Date functions only accept int values in Apache Spark 3.0

Date functions only accept int values in Apache Spark 3.0; fractional and string values return AnalysisException error.

Written by Adam Pavlacka

Last published at: February 28th, 2023

Problem

You are attempting to use the date_add() or date_sub() functions in Spark 3.0, but they are returning an Error in SQL statement: AnalysisException error message.

In Spark 2.4 and below, both functions work as normal.

%sql

select date_add(cast('1964-05-23' as date), '12.34')

Cause

You are attempting to use a fractional or string value as the second argument.

In Spark 2.4 and below, if the second argument is a fractional or string value, it is coerced to an int value before date_add() or date_sub() is evaluated.
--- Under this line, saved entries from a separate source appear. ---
PR #4620, opened 2020-06-16
Feature: add bh-checkbox-tree component for nested multi-selection

jniles:
Adds a new component `bhCheckboxTree` with the following signature:
```html
<bh-checkbox-tree
  data="$ctrl.data"
  on-change="$ctrl.onChangeCallback(data)">
</bh-checkbox-tree>
```
The component looks like this:
image

And here is an example of it in action:
YlgQHmM58P

**Motivation**
Originally, this component was supposed to be a generic, tested component for dealing with permissions to units assigned to roles.  It supports nesting up to three levels deep for that reason.  We had a number of different implementations that were sometimes buggy (`ngClick` behaves differently from `ngChange` on checkboxes) and I hoped to reduce those errors by just using a single tested component.

After implementing it, I discovered that with only a few changes, we could use this on lists, for example, while assigning cashboxes/roles to users.  Those changes were made with the `is-flat-tree` option.   Now it provides a better interface (in my view) than the `uiSelectMultiple`s we were previously using.

**Additional Parameters**
The underlying component uses the [`TreeService`](https://github.com/IMA-WorldHealth/bhima/blob/master/client/src/js/services/TreeService.js) which has been enhanced with `idKey` property to signify which field to use as an identifier.  The additional options you can pass to the `bhCheckboxTree` component are:

1. `is-flat-tree="true"` - tells the `bhCheckboxTree` to consider all elements as direct descendants of the root node.  This is used for flat lists rather than nested lists.
2. `id-key="uuid"` - tells the component to use the `uuid` field of the objects as the id key.  This is what is returned in the `onChange` callback.
3. `parent-key="parent"` - tells the component which field has the identifier of the parent node.
4. `label-key="label"` - tells the component which field to use as the label on the tree.
4. `checked-ids="$ctrl.array"` - an array of ids that should be pre-selected.

### DIFF
--- a/client/src/js/components/bhCheckboxTree/bhCheckboxTree.html
+++ b/client/src/js/components/bhCheckboxTree/bhCheckboxTree.html
@@ -1,0 +1,39 @@
+<div data-bh-checkbox-tree>
+  <div class="checkbox">
+    <label>
+      <input type="checkbox" ng-model="$ctrl.root._checked" ng-change="$ctrl.setNodeValue($ctrl.root.id, $ctrl.root._checked)" />
+      <strong class="text-capitalize" data-root-node translate>FORM.LABELS.CHECK_ALL</strong>
+    </label>
+  </div>
+
+  <div ng-repeat="node in $ctrl.root.children track by node.id">
+    <div class="checkbox">
+      <label>
+        <input type="checkbox" ng-model="node._checked" ng-change="$ctrl.setNodeValue(node.id, node._checked)" />
+        <span ng-class="{ 'text-bold' : node.children.length }" data-label="{{node._label}}" translate>{{node._label}}</span>
+      </label>
+    </div>
+
+    <ul style="margin-left: calc({{node.depth}} * 15px)" class="list-unstyled">
+      <li ng-repeat="child in node.children track by child.id">
+        <div class="checkbox">
+          <label>
+            <input type="checkbox" ng-model="child._checked" ng-change="$ctrl.setNodeValue(child.id, child._checked)" />
+            <span data-label="{{child._label}}" translate>{{child._label}}</span>
+          </label>
+        </div>
+
+        <ul style="margin-left: calc({{child.depth}} * 15px)" class="list-unstyled">
+          <li ng-repeat="grandchild in child.children track by grandchild.id">
+            <div class="checkbox">
+              <label>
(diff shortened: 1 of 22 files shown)


client/src/js/components/bhCheckboxTree/bhCheckboxTree.html
```diff
@@ -0,0 +1,39 @@
...
+    <label data-root-node>
+      <input type="checkbox" ng-model="$ctrl.root._checked" ng-change="$ctrl.setNodeValue($ctrl.root, $ctrl.root._checked)" />
+      <strong class="text-capitalize" translate>FORM.LABELS.CHECK_ALL</strong>
+    </label>
+  </div>
+
+  <div ng-repeat="node in $ctrl.root.children track by $ctrl.tree.id(node)">
+    <div class="checkbox">
+      <label data-label="{{node._label}}">
+        <input type="checkbox" ng-model="node._checked" ng-change="$ctrl.setNodeValue(node, node._checked)" />
```
mbayopanda, line 12: Is there a reason for using `_` underscore as prefix of the variable name (or property name) ?

client/src/js/components/bhCheckboxTree/bhCheckboxTree.js
```diff
@@ -0,0 +1,158 @@
...
+    // compute node depths
+    $ctrl.tree.walk(Tree.common.computeNodeDepth);
+
+    // ensure that checked ids are an array
+    if (!Array.isArray($ctrl.checkedIds) || data.length === 0) {
+      return;
+    }
+
+    // ensure that the mask is a cloned array
+    const mask = [...$ctrl.checkedIds];
```
mbayopanda, line 66: Is this a nowadays JSON.parse(JSON.stringify(array)) ? for having a new array which doesn't have the same reference to the old one

mbayopanda (approved):
LGTM 👍 

bors r+

client/src/js/components/bhCheckboxTree/bhCheckboxTree.js
jniles: Correct.  Although it is more like something like:
```js
var a = [1, 2, 3];
var b = a.slice();
console.log(a !== b);
console.log(a) // [1, 2, 3]
console.log(b) // [1, 2, 3]
```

Using the example code listed above, the value 12.34 is converted to 12 before date_add() is evaluated.

In Spark 3.0, if the second argument is a fractional or string value, it returns an error.

Solution

Use int, smallint, or tinyint values as the second argument for the date_add() or date_sub() functions in Spark 3.0.

%sql

select date_add(cast('1964-05-23' as date), '12')
%sql

select date_add(cast('1964-05-23' as date), 12)

Both of these examples work properly in Spark 3.0.

Delete

Info

If you are importing this data from another source, you should create a routine to sanitize the values and ensure the data is in integer form before passing it to one of the date functions.